Records for this task Start Marker
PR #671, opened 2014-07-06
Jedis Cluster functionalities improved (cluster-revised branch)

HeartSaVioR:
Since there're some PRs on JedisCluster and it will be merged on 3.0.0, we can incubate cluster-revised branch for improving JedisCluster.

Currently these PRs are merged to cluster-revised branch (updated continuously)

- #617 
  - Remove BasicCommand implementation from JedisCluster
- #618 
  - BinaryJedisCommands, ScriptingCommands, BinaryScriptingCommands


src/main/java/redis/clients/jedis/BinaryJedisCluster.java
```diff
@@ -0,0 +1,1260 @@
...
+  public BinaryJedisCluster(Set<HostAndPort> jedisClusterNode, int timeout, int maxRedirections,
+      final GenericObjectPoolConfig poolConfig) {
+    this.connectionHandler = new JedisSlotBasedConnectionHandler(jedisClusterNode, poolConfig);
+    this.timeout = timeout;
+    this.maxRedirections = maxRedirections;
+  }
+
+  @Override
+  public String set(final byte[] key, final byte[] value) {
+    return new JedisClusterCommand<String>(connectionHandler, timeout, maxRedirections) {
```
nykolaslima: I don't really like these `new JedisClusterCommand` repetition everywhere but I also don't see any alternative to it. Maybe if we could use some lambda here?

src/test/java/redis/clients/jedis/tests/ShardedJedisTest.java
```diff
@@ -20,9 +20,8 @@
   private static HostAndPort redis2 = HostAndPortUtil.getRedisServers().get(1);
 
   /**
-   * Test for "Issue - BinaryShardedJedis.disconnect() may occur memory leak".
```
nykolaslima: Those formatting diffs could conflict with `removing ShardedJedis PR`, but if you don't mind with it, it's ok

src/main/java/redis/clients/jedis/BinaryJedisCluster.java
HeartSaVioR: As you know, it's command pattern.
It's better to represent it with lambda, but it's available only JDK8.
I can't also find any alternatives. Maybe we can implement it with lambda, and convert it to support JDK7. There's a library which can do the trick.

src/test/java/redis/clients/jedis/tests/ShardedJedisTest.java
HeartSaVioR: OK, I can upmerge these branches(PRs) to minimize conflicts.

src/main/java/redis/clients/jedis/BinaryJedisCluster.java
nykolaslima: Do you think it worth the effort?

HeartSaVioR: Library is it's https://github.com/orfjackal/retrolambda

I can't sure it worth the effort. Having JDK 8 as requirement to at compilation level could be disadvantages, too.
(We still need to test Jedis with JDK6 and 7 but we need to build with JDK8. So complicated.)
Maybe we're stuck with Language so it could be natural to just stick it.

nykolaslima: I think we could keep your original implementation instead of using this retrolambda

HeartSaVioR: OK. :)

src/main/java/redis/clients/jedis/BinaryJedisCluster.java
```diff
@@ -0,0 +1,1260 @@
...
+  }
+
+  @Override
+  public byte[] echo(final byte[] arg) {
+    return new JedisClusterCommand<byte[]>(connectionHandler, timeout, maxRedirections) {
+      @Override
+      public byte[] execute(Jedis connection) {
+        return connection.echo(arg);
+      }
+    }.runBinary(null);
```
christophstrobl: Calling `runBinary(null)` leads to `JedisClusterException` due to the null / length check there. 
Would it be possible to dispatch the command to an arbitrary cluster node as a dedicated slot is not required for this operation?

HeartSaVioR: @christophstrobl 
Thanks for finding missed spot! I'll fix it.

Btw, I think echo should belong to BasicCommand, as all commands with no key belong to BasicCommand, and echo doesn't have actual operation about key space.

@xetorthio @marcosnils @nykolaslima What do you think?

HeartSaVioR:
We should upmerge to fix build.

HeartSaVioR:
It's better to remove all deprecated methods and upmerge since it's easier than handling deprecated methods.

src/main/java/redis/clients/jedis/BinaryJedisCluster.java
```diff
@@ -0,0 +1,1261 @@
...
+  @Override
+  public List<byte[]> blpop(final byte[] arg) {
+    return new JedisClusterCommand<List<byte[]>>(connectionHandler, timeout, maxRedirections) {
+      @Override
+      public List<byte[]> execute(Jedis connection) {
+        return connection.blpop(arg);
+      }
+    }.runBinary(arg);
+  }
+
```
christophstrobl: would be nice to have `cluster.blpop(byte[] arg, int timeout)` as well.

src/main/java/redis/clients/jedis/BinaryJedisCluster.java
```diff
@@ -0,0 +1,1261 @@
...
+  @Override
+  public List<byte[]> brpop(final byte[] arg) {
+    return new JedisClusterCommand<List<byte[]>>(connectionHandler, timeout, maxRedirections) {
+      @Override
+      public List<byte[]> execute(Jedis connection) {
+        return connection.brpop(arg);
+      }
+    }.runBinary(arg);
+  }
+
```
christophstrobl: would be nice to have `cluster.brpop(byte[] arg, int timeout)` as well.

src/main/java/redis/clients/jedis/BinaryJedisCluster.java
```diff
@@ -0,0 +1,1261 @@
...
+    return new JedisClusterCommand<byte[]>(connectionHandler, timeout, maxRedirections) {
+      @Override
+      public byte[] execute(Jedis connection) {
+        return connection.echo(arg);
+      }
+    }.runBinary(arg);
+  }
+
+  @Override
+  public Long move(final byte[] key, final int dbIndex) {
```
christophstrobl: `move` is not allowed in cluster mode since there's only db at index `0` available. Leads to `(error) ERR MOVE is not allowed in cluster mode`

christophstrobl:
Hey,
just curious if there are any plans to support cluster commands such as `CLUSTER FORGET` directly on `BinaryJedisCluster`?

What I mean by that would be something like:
Records for this task End Marker
### Activity
Which lines of the listing include the string "implementation"? Pull them out.

### Written reply
  - Remove BasicCommand implementation from JedisCluster
nykolaslima: I think we could keep your original implementation instead of using this retrolambda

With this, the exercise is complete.